- Problem statement -
Transcribe the data exactly, stopping after the "- Move travis installed" line.

- Data for processing -
----

PR #298, opened 2019-06-09
[IMPROVEMENT] Add Setup For Initiating Python 3.7 Compatibility

thealphadollar:

---

The PR concerns #281 and brings in the following changes.

- Update python version to 3.7 in Pipfile
- Add MonkeyType to Pipfile
- Add PyType to Pipfile
- Skip E701 from Pep8 since we will be using the syntax `x: int = 9`
- Refactor README.md with better developer instructions including using PyType and MonkeyType
- Add annotations to all root modules.
- Make Travis Builds on 3.4, 3.5, 3.6 optional to pass since we are switching to 3.7
- Move Travis build dist from trust (default) to xenial since Python 3.7 is not available on trust.
- Move PEP8 checking out of unit-tests
- Move travis installed test requirements to test-requirements.txt

After this I'll be adding unit-tests first and then only adding more annotations.

NOTE: For reasoning on each change, please see the message for the commit that introduces the change.


.travis.yml
```diff
@@ -1,36 +1,32 @@
+dist: xenial
 language: python
 python:
   - 3.4
```
canihavesomecoffee: If we bump the minimal version to 3.7, we should drop testing older versions ;)

.travis.yml
```diff
@@ -1,36 +1,32 @@
...
+  - pip install -r test-requirements.txt
   - pip install -r requirements.txt
-  - pip install Flask-Testing
-  - pip install blinker
 script:
   - dodgy
-  - mypy mod_*
-  - pydocstyle --config=./.pydocstylerc
   - isort -rc --check-only
+  - pydocstyle --config=./.pydocstylerc
```
canihavesomecoffee: Why call this twice with minimal changes in how it's called?

.travis.yml
```diff
@@ -1,36 +1,32 @@
+dist: xenial
 language: python
 python:
   - 3.4
   - 3.5
   - 3.6
-  - nightly
```
aadibajpai: why not keep the nightly too given 3.8 beta is already out

database.py
```diff
@@ -1,11 +1,15 @@
 """handles database session and data-type across app."""
+from __future__ import annotations
```
canihavesomecoffee: I see no use of this import? Can you point out where? PRobably overlooking it.

thealphadollar:
Yeah, thanks for the note.

I'll add it as an optional check.

As discussed with @canihavesomecoffee, we will be focusing mainly on 3.7
and hence only that build will be mandatory to pass.

.travis.yml
thealphadollar: One is py**doc**style and the other is py**code**style

database.py
thealphadollar: https://www.python.org/dev/peps/pep-0563/#id6

This is used to use classes which have not been completely defined but we still want to use them in annotations.

"DeclEnum" L96 function definition is an example of the same.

----

- Answer box -
PR #298, opened 2019-06-09
[IMPROVEMENT] Add Setup For Initiating Python 3.7 Compatibility

thealphadollar:

---

The PR concerns #281 and brings in the following changes.

- Update python version to 3.7 in Pipfile
- Add MonkeyType to Pipfile
- Add PyType to Pipfile
- Skip E701 from Pep8 since we will be using the syntax `x: int = 9`
- Refactor README.md with better developer instructions including using PyType and MonkeyType
- Add annotations to all root modules.
- Make Travis Builds on 3.4, 3.5, 3.6 optional to pass since we are switching to 3.7
- Move Travis build dist from trust (default) to xenial since Python 3.7 is not available on trust.
- Move PEP8 checking out of unit-tests
- Move travis installed test requirements to test-requirements.txt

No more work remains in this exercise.